CANDIDATE:   MATTHEW STEPHENSON

ABSTRACT:

Recent research has demonstrated that information learned from building a graphical model on the predictor set of a regularized linear regression model can be leveraged to improve prediction of a continuous outcome.  This thesis proposes the doubly sparse regression incorporating graphical structure among predictors (DSRIG) model, and its logistic regression counterpart, doubly sparse logistic regression incorporating graphical structure among predictors (DSLRIG).  In general, the regularization scheme of these models works by building an undirected graph over the predictor set and then using the resulting neighbourhoods of the graph to form a set of (overlapping) groups.  Sparsity is encouraged both within and among the groups that contribute to the overall estimation of the regression parameters.  Together, DSRIG and DSLRIG provide a unified framework for the fitting of many other commonly used regularization schemes. 
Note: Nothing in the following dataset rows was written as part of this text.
PR #769, opened 2026-08-09
Keep long MongoDB scans alive

### LINKED ISSUE #293: cursor timeout may be a pervasive issue
I just hit  a MongoDB cursor timeout in a different context that is a big problem.   I was running a pure database script with MongoDB cleaning up a set of READONLYERROR attributes that had to be repaired.  (full up extended usarray 2012 data set) The problem was I was running that job on a database with over 3 M documents.   It will no doubt take hours to do the repairs and sure enough I got a timeout error when I ran this seemingly innocent script:
```
rename={ "READONLYERROR_net" : "net",
        "READONLYERROR_sta" : "sta",
        "READONLYERROR_chan" : "chan",
        "READONLYERROR_loc" : "loc"}
db.clean_collection('wf_TimeSeries',rename_undefined=rename,verbose=False)
```

A BIG PROBLEM here for our users is that we hide the cursor inside Database.  There is currently no way to tell clean_collection that it should create an immortal cursor when the user can anticipate a task will take more than 30 minutes (default cursor timeout) to do the updates.   

We immediately need to go through Database and in all places this can be an issue we need to add a "no_cursor_timeout" boolean argument (another name than MongoDBs might be better but may just cause confusion.  e.g. we could use a key arguments `use_immortal_cursor=False` or something else.   Suspect using the mongodb name would be less confusing to users)  

This also brings to the front the need to fully test the `with -mongoquery- as cursor` construct discussed elsewhere (I don't  know how you do internal links in github - sorry).   A pending question is how to assure an immortal cursor can actually be killed.   As discussed earlier if a parallel job did a lot of queries that never timed out we know from experience it can crash mongodb because the gods (the immortal cursors) have all become decadent and are doing nothing but blocking the entrance of valhalla for anyone else.  (Couldn't resist that imagery.  In computer terms the threads handling each connection never exit and the server crashes when some limit is hit).   From my reading I think the `with blah as cursor` construct solves this problem but that is purely theoretical and needs a test before we use it through all of MsPASS.  Advise we check that and fix this asap.

wangyinz:
## Summary

- add one managed cursor path for every cursor created inside `Database`
- opt in to `no_cursor_timeout` with an explicit MongoDB session, refresh that session between documents before the next cursor fetch, and close both cursor and session reliably
- expose the option through `clean_collection`, collection-wide maintenance/verification helpers, and `read_inventory`
- expose `--no-cursor-timeout` in `dbclean` and `dbverify`, with API and user-guide documentation
- make the remaining small inventory lookup cursors deterministically close on normal and early-return paths
- cover default and long-running cursor behavior plus the affected database and CLI paths

MongoDB logical session expiry can invalidate a cursor even when PyMongo's `no_cursor_timeout=True` is used on its own. This implementation follows MongoDB's documented pattern of pairing the option with an explicit, periodically refreshed session.

## Verification

- `48 passed` across `test_database.py`, `test_dbclean.py`, and `test_dbverify.py` against MongoDB 4.4
- focused managed-cursor unit tests: `2 passed`
- Sphinx HTML build completed with exit code 0 (only existing offline intersphinx warnings)
- Black, Python byte-compilation, and `git diff --check` passed

Fixes #293

### DIFF
--- a/docs/source/user_manual/mongodb_and_mspass.rst
+++ b/docs/source/user_manual/mongodb_and_mspass.rst
@@ -391,7 +391,7 @@ long.  A direct PyMongo loop should use a ``with`` statement so the cursor is
 always closed, although that context manager does not prevent expiry.
 Setting ``no_cursor_timeout=True`` alone is not sufficient for an indefinitely
 long scan because MongoDB's logical session timeout still applies.  The MsPASS
-``clean_collection`` method and the
+``clean_collection`` and ``read_inventory`` methods and the
 ``dbclean`` and ``dbverify`` commands provide an opt-in
 ``no_cursor_timeout``/``--no-cursor-timeout`` mode for large data sets.  That
 mode opens an explicit session, refreshes it periodically, and closes both the
--- a/docs/source/user_manual/mongodb_and_mspass.rst
+++ b/docs/source/user_manual/mongodb_and_mspass.rst
@@ -386,6 +386,20 @@ The examples above show the most common, simple usage.
 Both accept a required-or-defaulted filter and an optional projection;
 additional behavior is controlled by documented keyword arguments.
 
+MongoDB can expire a cursor when processing one returned batch takes too
+long.  A direct PyMongo loop should use a ``with`` statement so the cursor is
+always closed, although that context manager does not prevent expiry.
+Setting ``no_cursor_timeout=True`` alone is not sufficient for an indefinitely
+long scan because MongoDB's logical session timeout still applies.  The MsPASS
+``clean_collection`` method and the
+``dbclean`` and ``dbverify`` commands provide an opt-in
+``no_cursor_timeout``/``--no-cursor-timeout`` mode for large data sets.  That
+mode opens an explicit session, refreshes it periodically, and closes both the
+cursor and session when the scan ends.  See MongoDB's `cursor timeout
+documentation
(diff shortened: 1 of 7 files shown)


wangyinz:
Independent review of HEAD `88814279d4854945722b27064c15d9f7b5c09a5d` completed with **no actionable findings**.

The reviewer confirmed that this PR now adequately addresses #293: all cursors created inside `Database` use the managed path; long scans combine `no_cursor_timeout=True` with an explicit periodically refreshed session; cursor/session cleanup covers normal, early-exit, and exception paths; appended opt-in parameters preserve default compatibility; CLI propagation, tests, and documentation are consistent.

Independent read-only checks included the exact base-to-HEAD diff, all `Database.find` call sites, syntax/diff checks, and the 48-test related regression result. The PR remains draft and unmerged while final CI runs.

wangyinz:
Final CI for HEAD `88814279d4854945722b27064c15d9f7b5c09a5d` completed successfully.

All six workflows concluded `success`:
- Dependency Alignment
- code-format
- CMake build/test
- Python package on Python 3.10 and 3.13
- Docker builds
- source distribution build

Publish/deploy-only jobs and steps that do not run for this draft PR were conditionally skipped; there were no failed or pending executable checks.

Together with the independent review (no actionable findings), PR #769 has passed the requested review and CI gates for issue #293. It remains draft and unmerged.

In this thesis, a combination of simulation and analysis of real world data are used to evaluate and compare model performance. Ultimately, the DSRIG and DSLRIG models improve outcome prediction and parameter estimation compared to previously proposed methods.  A finite sample error bound is derived for DSRIG in the case of a quantitative outcome and predictors distributed as multivariate normal.  Guidelines for the implementation of DSRIG in the analysis of real world data are also provided.